Małżeństwo Jezusa
Tym, co czyni nas odmiennymi od Boga, jest węgiel. „Jesteśmy wytworem składników i cząsteczek, które utworzyły przypadkiem kombinację, aby wytworzyć cud życia, albo też jesteśmy wytworem zamierzonego aktu stworzenia? Chociaż nie wyjaśnia się pochodzenia kodu w naszych komórkach, to sam prosty fakt jego istnienia i niewielkie prawdopodobieństwo, aby to posłanie uformułowało się przypadkiem, sugieruje istnienie jakiejś inteligencji i leżącej u jej podstaw intencji naszego co do naszego pochodzenia”, twierdzi Gregg Braden.

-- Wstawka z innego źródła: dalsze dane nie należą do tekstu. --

PR #1144, opened 2021-03-24
Fix image plot by adding default plot transform

### LINKED ISSUE #1132: Input images don't display in dataloader and test_preds images
When running the `tiny_spacenet.py` example in 0.13 with `rastervision run local rastervision.pytorch_backend.examples.tiny_spacenet`, the input images are blank in `train/dataloaders/*.png` and `train/test_preds.png`. 

train

test_preds

lewfish:
## Overview

This PR fixes blank image plots by adding a default plot transform which normalizes the pixel values so that the minimum and maximum values are 0 and 1, respectively. This is to handle cases where the pixel values are small and cannot be seen, such as when a uint16 image with values close to 0 is normalized to 0-1. An example of this occurring is in the SpaceNet examples. 

### Notes

* Originally, I thought I would detect that the values were outside the 0-1 range and then correct them if needed. However, the the values are already within the 0-1 range and are just tiny.
* It's unclear how to detect that values are too small to see, so it seemed most straightforward to just scale things to be between 0 and 1. That will distort the image in some cases, but at least it should always be visible. If people really want, they can always set the `plot_transform` to None. 
* After this is merged we should make a bug fix release.

## Testing Instructions

* I inspected the plots for the following examples which seems to run the gamut: SpaceNet Vegas (uint16) with nochip=True and False, and COWC Potsdam (uint8) with nochip=True and False. The image plots are visible. Here are plots for the SpaceNet Vegas example which was the original motivation for this PR:
train
* I added a unit test for the `MinMaxTransform` which I added.

Closes #1132

### DIFF
--- a/rastervision_pytorch_learner/rastervision/pytorch_learner/semantic_segmentation_learner.py
+++ b/rastervision_pytorch_learner/rastervision/pytorch_learner/semantic_segmentation_learner.py
@@ -215,12 +215,6 @@ class SemanticSegmentationLearner(Learner):
             x = tf(image=x.numpy())['image']
             x = torch.from_numpy(x)
 
-        # apply transform, if given
-        if self.cfg.data.plot_options.transform is not None:
-            tf = A.from_dict(self.cfg.data.plot_options.transform)
-            x = tf(image=x.numpy())['image']
-            x = torch.from_numpy(x)
-
         for i in range(batch_sz):
             ax = (fig, axes[i])
             if z is None:
--- a/rastervision_pytorch_learner/rastervision/pytorch_learner/semantic_segmentation_learner.py
+++ b/rastervision_pytorch_learner/rastervision/pytorch_learner/semantic_segmentation_learner.py
@@ -212,8 +212,8 @@ class SemanticSegmentationLearner(Learner):
         # apply transform, if given
         if self.cfg.data.plot_options.transform is not None:
             tf = A.from_dict(self.cfg.data.plot_options.transform)
-            x = tf(image=x.numpy())['image']
-            x = torch.from_numpy(x)
+            imgs = [tf(image=img)['image'] for img in x.numpy()]
+            x = torch.from_numpy(np.stack(imgs))
 
         for i in range(batch_sz):
             ax = (fig, axes[i])
--- a/rastervision_pytorch_learner/rastervision/pytorch_learner/learner.py
+++ b/rastervision_pytorch_learner/rastervision/pytorch_learner/learner.py
@@ -950,8 +950,8 @@ class Learner(ABC):
         # apply transform, if given
         if self.cfg.data.plot_options.transform is not None:
             tf = A.from_dict(self.cfg.data.plot_options.transform)
-            x = tf(image=x.numpy())['image']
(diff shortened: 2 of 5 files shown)


rastervision_pytorch_learner/rastervision/pytorch_learner/semantic_segmentation_learner.py
```diff
@@ -209,12 +209,6 @@ def plot_batch(self,
...
 
-        # apply transform, if given
-        if self.cfg.data.plot_options.transform is not None:
-            tf = A.from_dict(self.cfg.data.plot_options.transform)
-            x = tf(image=x.numpy())['image']
-            x = torch.from_numpy(x)
-
         # apply transform, if given
         if self.cfg.data.plot_options.transform is not None:
             tf = A.from_dict(self.cfg.data.plot_options.transform)
```
AdeelH, line 214: I think ideally the transform should be applied on individual images in `x`, because albumentation transforms usually only work on single images rather than batches. This doesn't seem to matter in the case of normalization, but might cause problems if the user specifies some other transformation.

Something like:
```python
        if self.cfg.data.plot_options.transform is not None:
            tf = A.from_dict(self.cfg.data.plot_options.transform)
            x = x.numpy()
            imgs = [tf(image=img)['image'] for img in x]
            x = torch.from_numpy(np.stack(imgs))
```

AdeelH:
Do the images look a bit too green to you too? I was getting similar output when I took a small stab at this some days ago and thought I might be missing something.

Update: I just tried doing the normalization per channel, and the results look more realistic, at least for `tiny_spacenet`.

**Before**
image

**After**
image

Code:
```python
    def _apply_on_channel(self, image, **params):
        out = cv2.normalize(
            image,
            None,
            self.min_val,
            self.max_val,
            cv2.NORM_MINMAX,
            dtype=self.dtype)
        # We need to clip because sometimes values are slightly less or more than
        # min_val and max_val due to rounding errors.
        return np.clip(out, self.min_val, self.max_val)

    def apply(self, image, **params):
        if image.ndim <= 2:
            return self._apply_on_channel(image, **params)

        assert image.ndim == 3

        chs = [
            self._apply_on_channel(ch, **params)
            for ch in image.transpose(2, 0, 1)
        ]
        out = np.stack(chs, axis=2)
        return out
```

rastervision_pytorch_learner/rastervision/pytorch_learner/semantic_segmentation_learner.py
lewfish: Yup, you're right.

lewfish:
> ```python
>         if image.ndim <= 2:
>             return self._apply_on_channel(image, **params)
> ```

Why is this <= 2? Shouldn't it be < 2 (ie. a single channel image)?

AdeelH:
An image of shape (H, W) would have `ndim` = 2

lewfish:
> Do the images look a bit too green to you too? I was getting similar output when I took a small stab at this some days ago and thought I might be missing something.

Good call, that looks better with per channel normalization. I pushed an update.

AdeelH (approved):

Według niego po 12 latach badań doszedł do wniosku, że „istnieje imię, które trwa jako osobowe imię Boga: YHVH, wieczny”. To pod tym imieniem na Górze Synaj Bóg przedstawił się Mojzeszowi. „Jeśli więc zamienimy nowoczesne składniki na cztery litery starożytnego imienia Boga, to mamy nieoczekiwany, na pierwszy rzut oka rezultat. Zamieniając końcowe H z YHVH na swój chemiczny odpowiednik: na azot, tlen i azot (HNON), wszystkie są gazami bez koloru, zapachu i niewidocznymi. Zamieniając 100% Bożego imienia na składniki z tego świata wytwarza substancję, która jest nietykalną, ale realną formą stworzenia”, wyjaśnia Braden. Przypomina on, że pierwsze próby zdefiniowania Bogaoświadczają, że jest On wszechobecny i, że w naszym świecie przybiera on postać niewidzialną dla oczu. „Tak więc on może być jedynie poznawany poprzez swoje manifestacje. Pierwsze rozdziały Księgi Rodzaju opisują, że w tej niefizycznej postaci Stwórca był obecny w czasie stwarzania”.